Kenneth Slessor (27 March 1901 – 30 June 1971 / Orange, New South Wales)
Heine In Paris
LATE: a cold smear of sunlight bathes the room;
The gilt lime of winter, a sun grown melancholy old,
Streams in the glass. Outside, ten thousand chimneys fume,
Looping the weather-birds with rings of gold;
The spires of Paris, pricked in an iron spume,
Uprise like stars of water, and mail the sky.
Night comes: the wind is cold.
La Mouche has lit the candles, cleared up the mess.
She is talking, this merry little girl, of the new clown,
Mercutio in red spots, and Miss Nellie, the Equine Princess,
Who can ride three terrible horses upside-down . . . .
'Mon dieu, quelle cirque!' . . . and Madame Stephanie's dress..
'As true as I live' . . . the clear little voice trickles on,
All over the Circus, on and on, and all over the town.
Now she has creaked downstairs. Heine is left alone,
Knees hugged in bed, the drug purring in his brain,
And the windows turning blue. He can see some clouds being blown,
Scraping their big, soft bellies on the pane:
'Take me, O Clouds!'—but in a puff they've flown.
So once they fled in Eighteen Twenty-Nine
From—Hamburg, was it?—in a damp disdain . . . .
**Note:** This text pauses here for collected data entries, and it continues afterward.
PR #344, opened 2021-11-10
Chore: Newtypes for gas

joshuajbouw:
While working on the `engine-standalone`, I have come to realise that the gas usages, since they are costs, should be using newtypes and not a normal type. This prevents dev error in the case of trying to use the wrong values, in the wrong areas which can lead to unintentional bugs.

Newtypes are 0 cost, therefore this is a wise decision to add this bit of work in. There will be more work around these areas if the need arises as I continue work through out the library and notice improvements that should be done. This is one of them that I had noticed.

This is a semantic change and intended for dev experience and will help the code be at a higher level of quality. From this point forward, the types will be made aware to the developer when working on the library and forces them to be consciously aware of which types they are dealing with, and not just general values.

Notably, we now have:

```rust
pub struct EthGas(u64);

pub struct NearGas(u64);
```

... as well as boiler plate implementations which make working with the newtypes generally easier.

### DIFF
--- a/engine-precompiles/src/lib.rs
+++ b/engine-precompiles/src/lib.rs
@@ -21,25 +21,27 @@ use crate::hash::{RIPEMD160, SHA256};
 use crate::identity::Identity;
 use crate::modexp::ModExp;
 use crate::native::{ExitToEthereum, ExitToNear};
+use crate::prelude::types::EthGas;
+use crate::prelude::Vec;
 use crate::secp256k1::ECRecover;
-use aurora_engine_types::{account_id::AccountId, Address, BTreeMap, Box};
+use aurora_engine_types::{account_id::AccountId, vec, Address, BTreeMap, Box};
 use evm::backend::Log;
 use evm::executor;
 use evm::{Context, ExitError, ExitSucceed};
 
 #[derive(Debug, Default)]
 pub struct PrecompileOutput {
-    pub cost: u64,
-    pub output: prelude::Vec<u8>,
-    pub logs: prelude::Vec<Log>,
+    pub cost: EthGas,
+    pub output: Vec<u8>,
+    pub logs: Vec<Log>,
 }
 
 impl PrecompileOutput {
-    pub fn without_logs(cost: u64, output: prelude::Vec<u8>) -> Self {
+    pub fn without_logs(cost: EthGas, output: Vec<u8>) -> Self {
         Self {
             cost,
             output,
-            logs: prelude::Vec::new(),
+            logs: Vec::new(),
         }
     }
 }
@@ -48,7 +50,8 @@ impl From<PrecompileOutput> for evm::executor::PrecompileOutput {
     fn from(output: PrecompileOutput) -> Self {
         evm::executor::PrecompileOutput {
             exit_status: ExitSucceed::Returned,
-            cost: output.cost,
+            // This shouldn't fail, and is expected.
+            cost: output.cost.into_u64(),
             output: output.output,
             logs: output.logs,
         }
@@ -60,7 +63,7 @@ type EvmPrecompileResult = Result<evm::executor::PrecompileOutput, ExitError>;
 /// A precompiled function for use in the EVM.
 pub trait Precompile {
     /// The required gas in order to run the precompile function.
-    fn required_gas(input: &[u8]) -> Result<u64, ExitError>
+    fn required_gas(input: &[u8]) -> Result<EthGas, ExitError>
     where
         Self: Sized;
 
@@ -68,7 +71,7 @@ pub trait Precompile {
     fn run(
         &self,
         input: &[u8],
-        target_gas: Option<u64>,
+        target_gas: Option<EthGas>,
         context: &Context,
         is_static: bool,
     ) -> EvmPrecompileResult;
@@ -109,7 +112,7 @@ impl executor::PrecompileSet for Precompiles {
         is_static: bool,
     ) -> Option<Result<executor::PrecompileOutput, executor::PrecompileFailure>> {
         self.0.get(&address).map(|p| {
-            p.run(input, gas_limit, context, is_static)
+            p.run(input, gas_limit.map(EthGas::new), context, is_static)
                 .map_err(|exit_status| executor::PrecompileFailure::Error { exit_status })
         })
     }
@@ -122,14 +125,14 @@ impl executor::PrecompileSet for Precompiles {
 impl Precompiles {
     #[allow(dead_code)]
     pub fn new_homestead(current_account_id: AccountId) -> Self {
-        let addresses = prelude::vec![
+        let addresses = vec![
             ECRecover::ADDRESS,
             SHA256::ADDRESS,
             RIPEMD160::ADDRESS,
             ExitToNear::ADDRESS,
             ExitToEthereum::ADDRESS,
         ];
-        let fun: prelude::Vec<Box<dyn Precompile>> = prelude::vec![
+        let fun: prelude::Vec<Box<dyn Precompile>> = vec![
             Box::new(ECRecover),
             Box::new(SHA256),
             Box::new(RIPEMD160),
@@ -143,7 +146,7 @@ impl Precompiles {
 
     #[allow(dead_code)]
     pub fn new_byzantium(current_account_id: AccountId) -> Self {
-        let addresses = prelude::vec![
+        let addresses = vec![
             ECRecover::ADDRESS,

Hamburg—those roofs of tulip-red, those floating trees,
Those black masts clotting the air, and swart cigars,
And puffed old bankers panting along the quays,
And Uncle Solomon shouting amongst the spars,
And Uncle Solomon's cargoes, coffee and cheese,
And Uncle Solomon's face, like a copper moon,
And Uncle Solomon's daughter, and the stars, the stars.
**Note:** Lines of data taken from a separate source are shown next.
PR #345, opened 2021-11-10
Feat(standalone): Standalone

joshuajbouw:
The purpose of this change is to add geth-like [`debug_traceTransaction`] logic to [Sputnik EVM] (rust-blockchain/evm). On top of that the ability to run a standalone engine that is able to keep in sync with the network EVM.

Why this is an important change is that it is absolutely necessary for this logic for both Block Scout and Etherscan's upcoming block explorer for Aurora.

### DIFF
--- a/Cargo.lock
+++ b/Cargo.lock
@@ -1186,6 +1186,18 @@ dependencies = [
 ]
 
 [[package]]
+name = "engine-standalone"
+version = "0.1.0"
+dependencies = [
+ "aurora-engine",
+ "aurora-engine-sdk",
+ "aurora-engine-types",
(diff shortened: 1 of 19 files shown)


birchmd (approved):
@joshuajbouw I rebased this PR to be on top of the rest of my sdk refactor work. And I pushed some commits to make the new standalone crate compile, plus added a test showing it can run the EVM successfully.

I think this PR is ready to merge after #344 #355 #356 are all merged.

Obviously the standalone does not do anything yet, but I think it would be good to merge this PR laying out the structure of the crate and then we can iterate on it with smaller PRs going forward.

O, Hamburg and Amalie—the stars and dung—
He remembered suddenly that night he stood below,
Dark in the street, with stinging heart and helpless tongue,
And her face passed in the pane, like paper to and fro.
But in a thousand songs that song was never sung.
Amalie, Amalie, who was only a foaming of thought,
A thing thought of, and forgotten, long ago.
And Louise, Diana, and Jenny, and all those bright,
Mad girls who had scrawled their names inside his mind—
All vanished, all gone; and all of them forged in a night,
Conspired of dreams, and leaving no dream behind,
Ungrateful for their dreaming—flight after flight
Of musings wrapped in satin, fancies in silk,
And a thousand thoughts of naked roses and milk,
By love and the moon designed.
But now it seemed that these were only one thought,
One stone of Venus, cut with a hundred sides,
One girl revealed ten thousand times, and caught
Ten thousand times from out those amorous tides.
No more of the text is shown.